Reproducibility Index

Notice: The reproducibility variables underlying each score are classified using an automated LLM-based pipeline, validated against a manually labeled dataset. LLM-based classification introduces uncertainty and potential bias; scores should be interpreted as estimates. Full accuracy metrics and methodology are described in Coakley et alK. L. Coakley, T. Snelleman, H. Hoos, and O. E. Gundersen, "The embrace of open science: An analysis of a decade of AI research and 56 800 conference papers," Under Review, 2026..

Discffusion: Discriminative Diffusion Models as Few-shot Vision and Language Learners

Authors: Xuehai He, Weixi Feng, Tsu-Jui Fu, Varun Jampani, Arjun Reddy Akula, Pradyumna Narayana, S Basu, William Yang Wang, Xin Eric Wang

TMLR 2024 | Venue PDF | LLM Run Details

Reproducibility Variable	Result	LLM Response
Research Type	Experimental	By comparing Discffusion with stateof-the-art methods on several benchmark datasets, we demonstrate the potential of using pre-trained diffusion models for discriminative tasks with superior results on few-shot imagetext matching. The paper contains a dedicated "5 Experiments" section detailing evaluations on multiple datasets, comparisons with baselines, and ablation studies, indicating empirical validation.
Researcher Affiliation	Collaboration	1UC Santa Cruz, 2UC Santa Barbara, 3Stability AI, 4Google EMAIL. The affiliations include both academic institutions (UC Santa Cruz, UC Santa Barbara) and industry companies (Stability AI, Google).
Pseudocode	Yes	The overall algorithm is shown in Algorithm 2. Algorithm 1 Discffusion Training Algorithm 2 Discffusion Inference
Open Source Code	No	The paper mentions using third-party libraries like "Accelerate library 2" and "Hugging Face Diffusers 4" but does not provide any explicit statement or link to the authors' own source code for Discffusion.
Open Datasets	Yes	We use the Compositional Visual Genome (Com VG) (Krishna et al., 2017) and Ref COCOg (Yu et al., 2016) datasets to do image-text matching.

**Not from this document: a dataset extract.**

PR #14956, opened 2022-10-11
cache: refactor agent cache fetching to prevent unnecessary fetches on error

rboyer:
### Description

This continues the work done in https://github.com/hashicorp/consul/pull/14908 where a crude solution to prevent a goroutine leak was implemented. The former code would launch a perpetual goroutine family every iteration (`+1 +1`) and the fixed code simply caused a new goroutine family to first cancel the prior one to prevent the leak (`-1 +1 == 0`).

Additionally, we include the VQAv2 dataset (Antol et al., 2015). Winoground (Thrush et al., 2022) and VL-checklist (Zhao et al., 2022) are also included. LAION (Schuhmann et al., 2022) dataset for pre-training. MS-COCO dataset (Lin et al., 2014).
Dataset Splits	Yes	We then test Discffusion under the setting where we train the model with only 5% of the dataset (Yoo et al., 2021), demonstrating its adaptation capability using limited data. We have expanded our experimentation to extreme few-shot learning by conducting tests with only 0.5% of training data (27 examples from Com VG).
Hardware Specification	Yes	The inference was executed in a distributed manner on a NVIDIA workstation equipped with 4 A6000 GPUs. Remarkably, it requires only a single NVIDIA V100 GPU for training.
Software Dependencies	No	The paper mentions using "Stable Diffusion v2.1-base with the x Former (Lefaudeux et al., 2022) and flash attention (Dao et al., 2022) implementation" and the "Accelerate library" and "Hugging Face Diffusers" but does not provide specific version numbers for these software components or libraries.
Experiment Setup	Yes	M is a predefined margin where we use 0.2 in our experiments. We use Stable Diffusion v2.1-base. On the Ref COCOg dataset, we sample 10 text prompts from the pool each time. The sampling was carried out using the DDIM (Song et al., 2020) method with a total of 50 steps. We set the noise level to {0.2, 0.4, 0.6, 0.8}.